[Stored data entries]
━━━━━━━━━━
Issue #311, opened 2020-07-06
JdbcSettings fails when using variable substitution


renatocaval:
Reported by @mckeeh3 on Slack

> I ran into a problem with a config setting. Getting an exception from class akka.projection.jdbc.internal.JdbcSettings, line 63.
> This happens when using a config param substitution like fixed-pool-size = ${?foo}
> The type check line 63 says it equals a string type. However, config.getInt does properly parse the value as an int.

renatocaval:
We concluded that this is happening because k8s is passing a string, even when the value is defined as an integer. 

The current implementation is flawed. It check if the type is a string and if so, it throws an exception. 

Instead, we should simply try to read it as an integer. If it fails, we let the user know it.

That means: `fixed-pool-size = 10` and `fixed-pool-size = "10"` are valid values.

PR #323, opened 2020-07-08
JdbcSettings loading improvements

renatocaval:
References #311 

* allows the pool size to be defined with a valid string, eg: "10". 
* more clear error messages and extended tests
* allows users to step out of thread-pool-executor

### DIFF
--- a/akka-projection-jdbc/src/test/scala/akka/projection/jdbc/internal/JdbcSettingsSpec.scala
+++ b/akka-projection-jdbc/src/test/scala/akka/projection/jdbc/internal/JdbcSettingsSpec.scala
@@ -1,0 +1,201 @@
+/*
+ * Copyright (C) 2020 Lightbend Inc. <https://www.lightbend.com>
+ */
+
+package akka.projection.jdbc.internal
+
+import scala.concurrent.Await
+import scala.concurrent.duration._
+
+import akka.actor.testkit.typed.scaladsl.LogCapturing
+import akka.actor.typed.ActorSystem
+import akka.actor.typed.scaladsl.Behaviors
+import com.typesafe.config.Config
+import com.typesafe.config.ConfigFactory
+import org.scalatest.TestSuite
+import org.scalatest.matchers.should.Matchers
+import org.scalatest.wordspec.AnyWordSpecLike
+
+class JdbcSettingsSpec extends TestSuite with Matchers with AnyWordSpecLike with LogCapturing {
+
+  "Loading JdbcSettings" must {
+
+    "accept convert a valid string to integer when reading the pool size" in {
+
+      val config: Config =
+        ConfigFactory.parseString("""
+          akka {
+            loglevel = "DEBUG"
+            projection.jdbc = {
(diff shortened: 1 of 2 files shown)


akka-projection-jdbc/src/test/scala/akka/projection/jdbc/internal/JdbcSettingsSpec.scala
```diff
@@ -0,0 +1,201 @@
...
+            }
+          }
+          """)
+
+      createSystem(config) { sys =>
+        JdbcSettings(sys)
+      }
+
+    }
+  }
```
ignasi35, line 193: Nice test suite! Comprehensive and complete! :-)

akka-projection-jdbc/src/test/scala/akka/projection/jdbc/internal/JdbcSettingsSpec.scala
```diff
@@ -0,0 +1,201 @@
...
+
+  private def createSystem(config: Config)(func: ActorSystem[Any] => Unit) = {
+    val sys = ActorSystem(Behaviors.empty[Any], "test-sys", config)
+    func(sys)
+    sys.terminate()
+    Await.ready(sys.whenTerminated, 3.seconds)
```
ignasi35, line 199:
```suggestion
    func(sys)
    Await.ready(sys.terminate(), 3.seconds)
```

Nitpick.

ignasi35: `sys.terminate()` already returns a future that will complete when the termination is (urgh) _completed_.

renatocaval: I don't think so.

```scala
/**
   * Terminates this actor system by running [[akka.actor.CoordinatedShutdown]] with reason
   * [[akka.actor.CoordinatedShutdown.ActorSystemTerminateReason]].
   *
   * If `akka.coordinated-shutdown.run-by-actor-system-terminate` is configured to `off`
   * it will not run `CoordinatedShutdown`, but the `ActorSystem` and its actors
   * will still be terminated.
   *
   * This will stop the guardian actor, which in turn
   * will recursively stop all its child actors, and finally the system guardian
   * (below which the logging actors reside).
   *
   * This is an asynchronous operation and completion of the termination can
   * be observed with [[ActorSystem.whenTerminated]] or [[ActorSystem.getWhenTerminated]].
   */
  def terminate(): Unit
```

renatocaval: That's true for the classic ActorSystem, we are using the typed one.

ignasi35: > That's true for the classic ActorSystem, we are using the typed one.

Ooooh! TIL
━━━━━━━━━━
# TASK BRIEF:
Output the data once more, exactly as it appears above.

# SOLUTION FOR THIS PROBLEM:
Issue #311, opened 2020-07-06
JdbcSettings fails when using variable substitution


renatocaval:
Reported by @mckeeh3 on Slack

> I ran into a problem with a config setting. Getting an exception from class akka.projection.jdbc.internal.JdbcSettings, line 63.
> This happens when using a config param substitution like fixed-pool-size = ${?foo}
> The type check line 63 says it equals a string type. However, config.getInt does properly parse the value as an int.

renatocaval:
We concluded that this is happening because k8s is passing a string, even when the value is defined as an integer. 

The current implementation is flawed. It check if the type is a string and if so, it throws an exception. 

Instead, we should simply try to read it as an integer. If it fails, we let the user know it.

That means: `fixed-pool-size = 10` and `fixed-pool-size = "10"` are valid values.

PR #323, opened 2020-07-08
JdbcSettings loading improvements

renatocaval:
References #311 

* allows the pool size to be defined with a valid string, eg: "10". 
* more clear error messages and extended tests
* allows users to step out of thread-pool-executor

### DIFF
--- a/akka-projection-jdbc/src/test/scala/akka/projection/jdbc/internal/JdbcSettingsSpec.scala
+++ b/akka-projection-jdbc/src/test/scala/akka/projection/jdbc/internal/JdbcSettingsSpec.scala
@@ -1,0 +1,201 @@
+/*
+ * Copyright (C) 2020 Lightbend Inc. <https://www.lightbend.com>
+ */
+
+package akka.projection.jdbc.internal
+
+import scala.concurrent.Await
+import scala.concurrent.duration._
+
+import akka.actor.testkit.typed.scaladsl.LogCapturing
+import akka.actor.typed.ActorSystem
+import akka.actor.typed.scaladsl.Behaviors
+import com.typesafe.config.Config
+import com.typesafe.config.ConfigFactory
+import org.scalatest.TestSuite
+import org.scalatest.matchers.should.Matchers
+import org.scalatest.wordspec.AnyWordSpecLike
+
+class JdbcSettingsSpec extends TestSuite with Matchers with AnyWordSpecLike with LogCapturing {
+
+  "Loading JdbcSettings" must {
+
+    "accept convert a valid string to integer when reading the pool size" in {
+
+      val config: Config =
+        ConfigFactory.parseString("""
+          akka {
+            loglevel = "DEBUG"
+            projection.jdbc = {
(diff shortened: 1 of 2 files shown)


akka-projection-jdbc/src/test/scala/akka/projection/jdbc/internal/JdbcSettingsSpec.scala
```diff
@@ -0,0 +1,201 @@
...
+            }
+          }
+          """)
+
+      createSystem(config) { sys =>
+        JdbcSettings(sys)
+      }
+
+    }
+  }
```
ignasi35, line 193: Nice test suite! Comprehensive and complete! :-)

akka-projection-jdbc/src/test/scala/akka/projection/jdbc/internal/JdbcSettingsSpec.scala
```diff
@@ -0,0 +1,201 @@
...
+
+  private def createSystem(config: Config)(func: ActorSystem[Any] => Unit) = {
+    val sys = ActorSystem(Behaviors.empty[Any], "test-sys", config)
+    func(sys)
+    sys.terminate()
+    Await.ready(sys.whenTerminated, 3.seconds)
```
ignasi35, line 199:
```suggestion
    func(sys)
    Await.ready(sys.terminate(), 3.seconds)
```

Nitpick.

ignasi35: `sys.terminate()` already returns a future that will complete when the termination is (urgh) _completed_.

renatocaval: I don't think so.

```scala
/**
   * Terminates this actor system by running [[akka.actor.CoordinatedShutdown]] with reason
   * [[akka.actor.CoordinatedShutdown.ActorSystemTerminateReason]].
   *
   * If `akka.coordinated-shutdown.run-by-actor-system-terminate` is configured to `off`
   * it will not run `CoordinatedShutdown`, but the `ActorSystem` and its actors
   * will still be terminated.
   *
   * This will stop the guardian actor, which in turn
   * will recursively stop all its child actors, and finally the system guardian
   * (below which the logging actors reside).
   *
   * This is an asynchronous operation and completion of the termination can
   * be observed with [[ActorSystem.whenTerminated]] or [[ActorSystem.getWhenTerminated]].
   */
  def terminate(): Unit
```

renatocaval: That's true for the classic ActorSystem, we are using the typed one.

ignasi35: > That's true for the classic ActorSystem, we are using the typed one.

Ooooh! TIL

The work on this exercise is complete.